These are the key concepts you need to understand to accurately answer the question.

Gas Pressure Calculations
When dealing with gases, pressure is a key factor to consider, particularly within a confined space like a tank. Pressure, in simple terms, is the force exerted by the gas particles when they collide with the walls of their container. For our problem, it's crucial to understand that the tank will burst if the pressure exceeds a certain limit, in this case, 100 atm.

The Ideal Gas Law, represented by the equation \( PV = nRT \), helps us understand the relationship between pressure \( P \), volume \( V \), and temperature \( T \), with \( n \) being the number of moles of the gas and \( R \) the universal gas constant. It's used to determine the conditions under which our gas operates without leading to a tank rupture. We calculate initial pressure \( P_1 \) using volume, moles, and initial temperature to ensure it doesn't exceed the rupture pressure during thermal adjustments.

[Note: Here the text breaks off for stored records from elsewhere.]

PR #510, opened 2023-06-21
update: debian

mram-wtag:


eregon:
https://docs.github.com/en/actions/using-github-hosted-runners/about-github-hosted-runners doesn't have debian.

PR #542, opened 2023-10-27
Add support for macos-14

volatilegg:
## Motivation

Adding `macos-14` image to the support list to avoid error if the runner is using `macos-14`

```
Error: The current runner (macos-14-x64) was detected as self-hosted because the platform does not match a GitHub-hosted runner image (or that image is deprecated and no longer supported).
```


eregon:
https://docs.github.com/en/actions/using-github-hosted-runners/about-github-hosted-runners/about-github-hosted-runners#supported-runners-and-hardware-resources does not include macos-14.
So I guess you are using a self-hosted runner?

The problem is `macos-14` cannot be tested in CI here, maybe it works, maybe not and it cannot really be supported if it's not tested.

volatilegg:
@eregon  Thanks for the quick reply
Yes, this is blocking me on a self-hosted runner 😓 
We're trying to push the changes on a temp action, will update here once it works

In the solution, the Ideal Gas Law allowed us to calculate the initial pressure and see how much it changes with temperature. Remember to always keep an eye on the units; changing atm to Pascal or Celsius to Kelvin is a crucial step that can change results dramatically.
Thermal Expansion
Thermal expansion is a phenomenon where materials expand upon heating. For gases, this means increased motion and collisions at higher temperatures that can raise pressure in a confined tank. However, in our exercise, we are instructed to ignore the tank's thermal expansion.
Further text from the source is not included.